La limitada disponibilidad de financiación gubernamental, combinada con la inflación y los retrasos en los proyectos derivados de una serie de problemas que van desde la disponibilidad de mano de obra especializada hasta las limitaciones de planificación, están haciendo que los inversores privados se muestren cada vez más recelosos a la hora de comprometer nuevo capital en el sector, afirmó Wilkinson.
“Aquellas situaciones que sí necesiten dinero nuevo en 2026 pasarán apuros y lo que eso significa es que el capex se ralentiza”, añadió.
En algunas partes del sector, los impagos y un alto grado de angustia ya son evidentes. Los proveedores de banda ancha se encuentran bajo especial presión. La empresa británica de banda ancha G.Network Communications entró esta semana en suspensión de pagos antes de un proceso de venta.

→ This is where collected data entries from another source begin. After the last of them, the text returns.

PR #234, opened 2026-07-10
fix: make cy-qa-workflow extension work on compozy.tasks/v2 runs

antoniofulg:
## Summary

The `cy-qa-workflow` extension aborts **every** `compozy tasks run` on a `compozy.tasks/v2` workflow. This PR fixes the two independent root-cause defects behind it. A follow-up PR adds a configurable QA runtime on top of this.

## Why

With `cy-qa-workflow` enabled, launching any v2 (frontmatter-graph) task workflow fails during plan discovery, before `run.started`, and no task jobs are created. Because the extension's `plan.pre_discover` hook is `required = true`, its failure aborts the whole run. Each aborted run also leaves a partial artifact that can flip the daemon to `degraded`. The only workaround today is to disable the extension entirely, which loses QA-task automation.

There are two separate causes:

1. The extension ships without a `go.mod`, so its `go run .` subprocess can't even start once installed standalone.
2. Even with the subprocess running, its `host.tasks.create` call is rejected by the daemon, because that host method only understands the **legacy Markdown-table** `_tasks.md`, not the **v2 frontmatter-graph** format that `cy-create-tasks` generates and the runner requires.

### Defect 1 — extension had no Go module

The installed extension contained only `extension.toml` + `main.go`, but `extension.toml` runs the subprocess as `go run .` and `main.go` imports `github.com/compozy/compozy/sdk/extension`. With no `go.mod`, the subprocess failed immediately with `go: go.mod file not found`.

- **`extensions/cy-qa-workflow/go.mod`** (new) — makes the extension the standalone module the docs/scaffolder prescribe. Module path `example.com/cy-qa-workflow`: a deliberately non-publishable path (`example.com` is RFC 2606 reserved), matching what `create-extension` emits (`defaultModuleName → example.com/<name>`) and `docs/extensibility/hello-world-go.md` (`go mod init example.com/hello-go`). The module is an app run via `go run .`, never imported, so the path is only an identifier.
- **`extensions/cy-qa-workflow/go.sum`** (new) — generated by `go mod tidy`; pins the SDK + transitive deps.

### Defect 2 — `host.tasks.create` wasn't `compozy.tasks/v2`-aware

`host.tasks.create` searched for the legacy header `| # | Title | Status | Complexity | Dependencies |` and returned **"tasks table header not found"** on a v2 manifest, aborting the run at `extension.ready`. It now detects the manifest format and mutates the v2 graph instead.

- **`internal/core/tasks/manifest_write.go`** (new) — three helpers on the manifest type:
  - `IsTaskGraphManifestContent` — detects a v2 manifest (schema version or `graph.nodes`).
  - `AppendTaskGraphNode` — adds a node to `graph.nodes` and dependency edges to `graph.edges` (`dep → new`), deduplicated; errors on a dangling dependency so an invalid manifest is never written; re-serializes the frontmatter.
  - `RenderTaskGraphTaskFile` — renders a v2 task file with only task-owned front matter (no `dependencies` key, which the v2 validator rejects on task files).
- **`internal/core/extension/host_writes.go`** — `CreateTask` is now format-aware: it reads `_tasks.md` once (`loadTaskIndexState`) and branches the task-file rendering (`renderHostTaskFile`) and the index update (`buildTaskIndexUpdate`). For a v2 manifest it renders without `dependencies` and appends node + edges; the legacy Markdown-table path is unchanged.

### Build coverage

Adding a `go.mod` makes the extension a **nested module**, which Go excludes from the root `./...`, so `make verify` would silently stop covering it.

- **`Makefile`** — new `verify-extensions` target (build `-o /dev/null`, `go test -race`, `golangci-lint run` per module listed in `EXTENSION_GO_MODULES`), wired into `verify`.
- **`.github/workflows/ci.yml`** — `extensions/**` added to the CI `changes` paths filter so extension-only changes still trigger `verify`.
- **`.gitignore`** — ignore `go.work`/`go.work.sum` (local dev) and the compiled `cy-qa-workflow` binary from `go build .`.
- **`test/frontend-verification-contract.test.ts`** — the `verify` target-dependency contract now includes `verify-extensions`.

### Tests

- **`internal/core/tasks/manifest_write_test.go`** (new) — table-driven coverage for the three helpers, plus an end-to-end case that writes the files and runs the real `LoadValidatedTaskGraphManifest` to prove the mutated manifest is valid.
- **`internal/core/extension/host_writes_test.go`** — `TestHostTasksCreateUpdateIndexAppendsTaskGraphNode` drives the real `host.tasks.create` RPC on a v2 `_tasks.md` and asserts the node + edge injection, the missing `dependencies` key, and that the runner's own validator loads the result.

## Behavior notes

- **Backward compatible.** The legacy Markdown-table `_tasks.md` path is unchanged; only v2 manifests take the new branch.
- **Invalid manifests are never written.** `AppendTaskGraphNode` returns an error if a dependency doesn't resolve to an existing graph node.
- No daemon protocol or host-API surface changes.

## Testing

- **Regression test (red→green):** confirmed `TestHostTasksCreateUpdateIndexAppendsTaskGraphNode` **fails** on the pre-fix code with the exact production error (`tasks table header not found`) and **passes** with the fix.
- `make verify-extensions` — build + `-race` + lint, **0 issues**.
- **Live end-to-end:** with the fix, a real `compozy tasks run` on a v2 workflow reaches `run.started`, injects the QA tasks into the graph, and an agent creates/refactors a file to completion.

## CI note

If the `verify` job fails on a `goconst` in `internal/core/run/ui/multi_remote.go` (`"merged"`), that is a **pre-existing issue on `main`** (main's own CI is currently red on it), not introduced by this change — a rebase clears it once main's lint is green. This branch is rebased on current `main`.

## Summary by CodeRabbit

* **New Features**
  * Added support for creating and updating tasks in v2 task-graph manifests, including correct rendering and graph relationship preservation.
  * Index updates now append nodes and dependency edges while avoiding dependency frontmatter duplication.

* **Bug Fixes**
  * Improved consistency when loading and updating task indexes, including validation that dependencies resolve to existing graph nodes.

* **Chores**
  * Extended the `verify` pipeline to build, test (with race checks), and lint extension modules automatically.
  * Updated ignore rules and added the standalone Go extension module setup.


antoniofulg:
I found some issues when trying locally, I'll put again as ready to review it when I have it working well.

antoniofulg:
Good catch — fixed. Raised `min_compozy_version` to `0.2.14` in `extensions/cy-qa-workflow/extension.toml`.

Caveat: this PR *is* the host-side graph fix, so the "first release containing the new graph branch" isn't tagged yet — the current latest release (v0.2.13) predates it. `0.2.14` is my anticipated next release; please confirm/adjust it to whatever version you actually cut with this change. The `go.mod` require can only reference an existing tag, so it stays on a released version for now — happy to pin it to the fix release once tagged, or to land the host fix first and raise the extension floor + go.mod pin in a follow-up, whichever you prefer.

Without the raise, the newly added `go.mod` lets the extension start on any host ≥ 0.1.10, and its required `plan.pre_discover` → `host.tasks.create` on a v2 `_tasks.md` would still abort with `tasks table header not found` on hosts predating the graph branch — exactly the case you flagged.

antoniofulg:
Re-validated against a real `compozy.tasks/v2` workflow on a canonical (flat) layout: with `cy-qa-workflow` enabled, `host.tasks.create` correctly appends the QA report + execution tasks to the v2 `graph.nodes`/`graph.edges` — no `tasks table header not found` abort and no shadow `_tasks.md` — and the run executes all four jobs (2 implementation + 2 injected QA) to completion. Marking ready for review.

pedronauck (changes requested):
The PR-specific implementation and local gates passed in my audit, but the required GitHub `verify` check on head `e0d78f56654534e2544edea96e7dafb7d26fc7ce` is red, so this cannot be merged under the repository's zero-issue policy. The failing log is `internal/core/run/ui/multi_remote.go:1038:21: string merged has 4 occurrences, make it a constant (goconst)`.

I confirmed that file is identical between this head and current `main`, so this is a base/environment failure rather than a defect introduced by #234. Please update the branch after the `main` Go 1.26.4 lint failure is fixed (or coordinate the base fix first), trigger a fresh CI run, and return with the required `verify` check green. I am not requesting a workaround or unrelated suppression in this PR; the blocking condition is the failed canonical gate.

pedronauck (approved):
Re-review completed at head `1ffb01eeb19285ec9925ea065ff63b7ecee8d79d`. The prior host-version concern is resolved, no active review threads remain, and the current merge ref `87427a84bb861660045df70014905d5be5211993` passed CI run 29539072178 end to end: zero lint issues, 4,775 tests with 4 intentional skips, extension-module verification, build, and Playwright. Approved for squash merge.

pedronauck (approved):
Current head and exact merge tree are clear. Canonical workflow run 29542823245 verified merge SHA 4f4e66a6a908a805707b5e17521aed2240781589: formatting passed, golangci-lint reported 0 issues, 4,798 Go tests passed (4 intentional skips), build and cy-qa-workflow module verification passed, and 5 Playwright E2E tests passed.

Mientras tanto, en Alemania, Deutsche Glasfaser Holding GmbH ha necesitado una inyección de capital de EUR$1.100 millones y nueva financiación de los bancos y el año pasado Northern Fiber Holding inició conversaciones con los prestamistas para revisar su carga de deuda de EUR$415 millones (US$478 millones).
Según Wilkinson, los impagos suelen ir a la zaga del índice Weil, y añade que espera ver un aumento de los impagos en los sectores de infraestructuras, servicios públicos y energía como consecuencia del creciente nivel de angustia.
El informe define la angustia como la incertidumbre sobre el valor fundamental de los activos financieros, la volatilidad y el aumento del riesgo percibido. Las características comunes incluyen la presión sobre la liquidez, la reducción de la rentabilidad, el aumento del riesgo de insolvencia, la caída de las valoraciones y la reducción del rendimiento de las inversiones.